Work required
Print exactly those lines that run from the beginning of the data to the line bearing "where we were", inclusive.

Excerpts from a dataset
PR #821, opened 2024-07-16
[RFS] Added 7.10 and 7.17 sources to RFS EndToEndTest

chelma:
### Description
* Updated the RFS EndToEnd test to run 7.10 and 7.17 sources
* Fixed a bug in the `OpenSearchClient` where it would consider any response in the final `put` of  `createObjectIdempotent` successful
* Fixed a bug in `Transformer_ES_7_10_OS_2_11` where we were returning the wrong object from the `transformIndexMetadata` method
* Did NOT update the end-to-end tests to perform document migration yet in order to reduce the scope of this particular PR.

### Issues Resolved
* https://opensearch.atlassian.net/browse/MIGRATIONS-1857

### Testing
* Ran the various local tests

### Check List

### DIFF
--- a/RFS/src/main/java/com/rfs/common/OpenSearchClient.java
+++ b/RFS/src/main/java/com/rfs/common/OpenSearchClient.java
@@ -12,6 +12,7 @@ import com.fasterxml.jackson.databind.node.ObjectNode;
 import org.apache.logging.log4j.LogManager;
 import org.apache.logging.log4j.Logger;
 
+import com.rfs.common.RestClient.Response;
 import com.rfs.tracing.IRfsContexts;
 import lombok.NonNull;
 import reactor.core.publisher.Mono;
@@ -98,7 +99,7 @@ public class OpenSearchClient {
         ObjectNode settings,
         IRfsContexts.ICheckedIdempotentPutRequestContext context
     ) {
-        RestClient.Response response = client.getAsync(objectPath, context.createCheckRequestContext())
+        RestClient.Response getResponse = client.getAsync(objectPath, context.createCheckRequestContext())
             .flatMap(resp -> {
                 if (resp.code == HttpURLConnection.HTTP_NOT_FOUND || resp.code == HttpURLConnection.HTTP_OK) {
                     return Mono.just(resp);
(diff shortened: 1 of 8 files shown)


RFS/src/main/java/com/rfs/transformers/Transformer_ES_7_10_OS_2_11.java
```diff
@@ -97,6 +97,6 @@ public IndexMetadata transformIndexMetadata(IndexMetadata indexData) {
         TransformFunctions.fixReplicasForDimensionality(newRoot, awarenessAttributeDimensionality);
 
         logger.debug("Transformed Object: " + newRoot.toString());
-        return indexData;
+        return copy;
```
peternied, line 100: 👍

RFS/src/main/java/com/rfs/common/OpenSearchClient.java
```diff
@@ -118,8 +118,26 @@ private Optional<ObjectNode> createObjectIdempotent(
             .retryWhen(Retry.backoff(3, Duration.ofSeconds(1)).maxBackoff(Duration.ofSeconds(10)))
             .block();
 
-        if (response.code == HttpURLConnection.HTTP_NOT_FOUND) {
-            client.put(objectPath, settings.toString(), context.createCheckRequestContext());
+        if (getResponse.code == HttpURLConnection.HTTP_NOT_FOUND) {
```
peternied, line 121: This line made me do a double take, what do you think about making a bool local called 'objectDoesNotExist` that gets the value of `getResponse.code == HttpURLConnection.HTTP_NOT_FOUND` so its clear what the body of this if block is doing?

peternied: Also, inverting the condition to return early if the object exists would help make this clearer yet.

RFS/src/test/java/com/rfs/framework/ClusterOperations.java
```diff
@@ -145,4 +145,71 @@ public void createES6LegacyTemplate(final String templateName, final String patt
...
+        final var indexTemplateJson = "{"
+            + "\"index_patterns\": [\""
+            + indexPattern
+            + "\"],"
+            + "\"composed_of\": [\""
+            + componentTemplateName
+            + "\"],"
+            + "\"priority\": 1,"
+            + "\"version\": 1"
+            + "}";
```
peternied, line 200: Nit: I think this might be cleaner with string.format, but this is fine. 
image

peternied (approved):
Nice, thanks for adding these

RFS/src/main/java/com/rfs/common/OpenSearchClient.java
chelma: Will queue the change for the next PR.

RFS/src/test/java/com/rfs/framework/ClusterOperations.java
chelma: Definitely not my first choice, but it makes Spotless happy...

gregschohn: > Nit: I think this might be cleaner with string.format, but this is fine. image

That would also be cleaner to grok w/ a map and jackson to output it.  Can the values ever contain any characters that could cause json an issue?

PR #964, opened 2024-09-17
Design document for the Capture Proxy and Replayer.

gregschohn:
### Description

* Category Documentation

### Issues Resolved
part of https://opensearch.atlassian.net/browse/MIGRATIONS-1986

### Testing
No testing

### Check List


docs/TrafficCaptureAndReplayDesign.md
```diff
@@ -0,0 +1,271 @@
+# TrafficCapture and Replay
```
peternied, line 1:
```suggestion
# Traffic Capture and Replay Design
```
I think this document might be better classified as an overview instead of a design.

peternied (commented):
Did you need a detailed review of this content? It seems like a majority of of is coming from the aws solution document and so this is more about moving the doc rather than fine-grain review.

sumobrian (approved):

Reply to the task
PR #821, opened 2024-07-16
[RFS] Added 7.10 and 7.17 sources to RFS EndToEndTest

chelma:
### Description
* Updated the RFS EndToEnd test to run 7.10 and 7.17 sources
* Fixed a bug in the `OpenSearchClient` where it would consider any response in the final `put` of  `createObjectIdempotent` successful
* Fixed a bug in `Transformer_ES_7_10_OS_2_11` where we were returning the wrong object from the `transformIndexMetadata` method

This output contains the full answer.